Dit verklaart waarom Jezus uitriep: "Mijn God, mijn God, waarom hebt Gij Mij verlaten?!" Merk op dat Jezus voor de eerste keer niet het woord "Vader" gebruikte, maar Hij sprak zoals de niet geredden doen, de algemene term "God". De zon verduisterde gedurende de laatste 3 uren dat Hij aan het kruis hing, alleen, hangend tussen hemel en aarde, de zondebok stervend in de woestijn in een privé actie tussen God Zijn Vader en Hemzelf.
Samen, de bok van het zondoffer en de zondebok, openbaren de dubbele natuur van de Messias en hoe Zijn offer ons reinigde en de weg voor ons vrijmaakte om de hemel binnen te gaan. Als Hij niet de hemel was binnengegaan om voor ons voor de Vader te verschijnen, om te worden uitgeroepen tot het wettige en laatste en volmaakte offer voor de mensheid, zou onze verlossing niet compleet zijn geweest.
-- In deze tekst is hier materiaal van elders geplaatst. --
Issue #357, opened 2022-08-16
Add API property to control default state of "includeModelSuperseded" filter


pjmonks:
Extracted from a comment in issue #288:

Hebreeën 6:20 noemt Hem de voorloper, die voor ons achter het voorhangsel is binnengegaan, opdat wij zouden volgen. De term "voorloper" werd gebruikt om een schip aan te duiden dat de haven binnenkwam. Een man met een touw om zich heen dook in het water en zwom in de richting waarin het schip moest gaan, in feite sleurde hij het schip terwijl hij zwom, hoewel het door roeiers werd bestuurd. Jezus is onze voorloper, zegt dit vers, hij is "vooruit gezwommen" om ons veilig de haven binnen te loodsen.
De zondebok en de bok van het zondoffer zijn verenigd in de persoon van de Here Jezus. Hij reinigde ons en werd door de Almachtige Vader God uitgeroepen tot het laatste offer. Daarom schrijft Paulus in 2Corintiërs 5:6 dat we direct naar de hemel gaan als we sterven, "afwezig zijn van het lichaam is aanwezig zijn met de Heer" - Jezus heeft de weg gebaand en wacht ons daar op, de voorloper die een plaats voor ons heeft bereid.
Dit is het einde van onze studie van Leviticus, hoewel er nog zo veel meer is. Maar ik hoop dat het een zegen is geweest, volgende week een nieuw onderwerp, tot dan, zegen,
John Fenn/wk/ak
www.cwowi.org en email me op [email protected]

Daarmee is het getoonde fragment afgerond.